Lance probably experienced the greatest amount of media exposure from the TV series. It was both a gift and a burden. He certainly seized the moment for all of the cache that it gave him to parties and celebrities. But this cataclysmic moment of his public affirmation of his homosexuality would eventually cast a shadow over his entire life.

In the end, Lance Loud found his particular kind of fame rather hollow. Nothing could ever measure up to that initial burst of fame and notoriety. In fact, Lance often spoke of not wanting to be perceived as a gay icon and a publicly homosexual figure. He preferred to be seen as an outsider, a rebel, someone always living on society’s edge. It was a hard act to follow and he spent years struggling to find himself. He went to some dark places in his life as a result, including years of substance abuse.

Lance has openly admitted that he injected drugs for about twenty years and as a result became infected with hepatitis C, a fatal liver infection with few medical cures at this time. The family supported Lance through his illness and he found this to be the most loving embrace of familial love. The last few months of his life were spent at the Carl Bean Hospice in Los Angeles where he received the care that he needed.
(visit for further hospice care information and HIV and hepatitas C co-infection resources)

Lance was always his harshest critic. The filmmakers found the experience of recording Lance’s reflections on his life to be an enormous responsibility as he would try to sort out his life and the road he had taken. The following excerpts are part of an exclusive interview recorded at the Carl Bean Hospice and reveal a more intimate view of his life.

Lance’s Last Interview:

Listen, the one thing about American Family you’ve got to understand is that show had legs, amongst the people who watched, it really touched a nerve, it was so sweet. People have run up to me, any where, many places and thanked me personally for helping inspire their lives or changed them or focused them or given them strength to carry on their own life.

We were there at the very beginning when there was no like media celebrity except for maybe newscasters. I didn’t mind being like a super swell success in front of people. I, was okay with what I got I guess. . I was in love with the idea that I had gained entry to a thing…. I couldn’t take that sort of failure anymore, the criticism that followed an American Family was just as strong as the fame and the notoriety.

At the same time, you took a tremendous amount of public criticism for being gay in a pre gay lib era so what happened to you probably would never happen again and that must have been a very difficult burden

Well that was a great deal of fuel for the fire of self doubt, you know. I was just very insecure about that but you know, you just go on.

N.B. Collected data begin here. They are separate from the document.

PR #251, opened 2022-03-15
[Merged by Bors] - TY-2539 add to rank feature to newscatcher client

rustonaut:
**Based on:**

- #244 

**References:**

- [story TY-2528](https://xainag.atlassian.net/browse/TY-2528)
- [ticket TY-2539](https://xainag.atlassian.net/browse/TY-2539)

PR #252, opened 2022-03-15
[Merged by Bors] - TY-2540 default to hard coded market specific news quality rank limits

rustonaut:
**Based on:**

- #251
- #244 

**References:**

- [ticket TY-2540](https://xainag.atlassian.net/browse/TY-2540)

### DIFF
--- a/discovery_engine_core/bindings/src/types/market.rs
+++ b/discovery_engine_core/bindings/src/types/market.rs
@@ -40,17 +40,26 @@ pub unsafe extern "C" fn market_place_of_lang_code(place: *mut Market) -> *mut S
     unsafe { addr_of_mut!((*place).lang_code) }
 }
 
-/// Sets the `news_quality_rank_limit` field of a [`Market`] to `None`.
+/// Finish the initialization of a [`Market`] instance.
+///
+/// This sets defaults for fields not yet exposed to dart.
+///
 ///
 /// # Safety
 ///
-/// The pointer must point to a valid [`Market`] memory object, it
-/// might be uninitialized.
+/// - The pointer must point to a valid [`Market`] memory object, it
+///   might be uninitialized.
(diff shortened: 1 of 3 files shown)


discovery_engine_core/bindings/src/types/market.rs
```diff
@@ -40,17 +40,26 @@ pub unsafe extern "C" fn market_place_of_lang_code(place: *mut Market) -> *mut S
...
+/// - Must be called after all exposed fields have been initialized and
+///   not before that.
 #[no_mangle]
-pub unsafe extern "C" fn init_market_news_quality_rank_limit(place: *mut Market) {
+pub unsafe extern "C" fn finish_market_initialization(place: *mut Market) {
     unsafe {
-        addr_of_mut!((*place).news_quality_rank_limit).write(None);
-    }
+        //Note: I'm not sure if `&*place.country_code` is guaranteed to not construct a
+        //      intermediate `&place` (which would be unsound).
```
janpetschexain, line 58: from the [MIR of this playground](https://play.rust-lang.org/?version=stable&mode=debug&edition=2021&gist=d66e599a356baafe0c345c1240fddcce) it doesn't seem that an intermediate reference is created.

on the other hand it might be better to be on the safe side and use the address macro regardless.

janpetschexain (approved):

acrrd:
We can merge it so we have it but all the parts from binding to dart must be removed. If we want to keep `Market` like this that we need a `Market` to use as DTO between rust/dart and app

rustonaut:
Why?

We are not exposing any implementation details to dart.

The only change on the dart side is this line: `ffi.finish_market_initialization(place);`

Which is completely fine as far as I can tell.

rustonaut:
bors merge

PR #253, opened 2022-03-15
[Merged by Bors] - TY-2591 Fix for restoring search

biernacki:
[ref](https://xainag.atlassian.net/browse/TY-2591)

When getting documents from active search we need to make sure that we save them as "searched" documents, by setting the `isSearched` flag to true.

### DIFF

So you do feel that a burden of being a public gay person at that time kind of marked you in some way?

No, that’s too easy a way out. I did more the marking on myself then having a weird persona. I was the one that was defiling myself. I was the one that was giving myself short shrift ,. I was the one that was denying myself and treating myself with extreme prejudice.

I mean the flip side of it is, there are a lot of people who watched you and strongly identified with you, young kids wrote you letters.

I hated the idea of people making a killing off of something. I was asked to put my name on some gay dance bar in the Valley and stuff like that. I thought it would damage whatever little magic there was in what I gave as just being this blundering human being. I thought it would cheapen it and that was one thing I don’t think I ever did, is cheapen my foolishness and my youthful exuberance and I think that was important.

I wasn’t aware of gay rights but, I was aware of my rights, you know. I happen to be a big fag and so there were shades of both and I’m glad that I helped people even inadvertently, I wish I could say it was all part of this brilliant plan of rebellion and it wasn’t really. But as I grew older, I began less to scorn the gay portion of our culture. I was less willing to scorn it then I was to say it’s cool. I’m glad that I helped give people the extra impetus to go on and be proud of themselves, being gay or being just extreme. I was more into the outsiders, I was more into outsider liberation really… the strange and the forgotten and the laughed at, those people.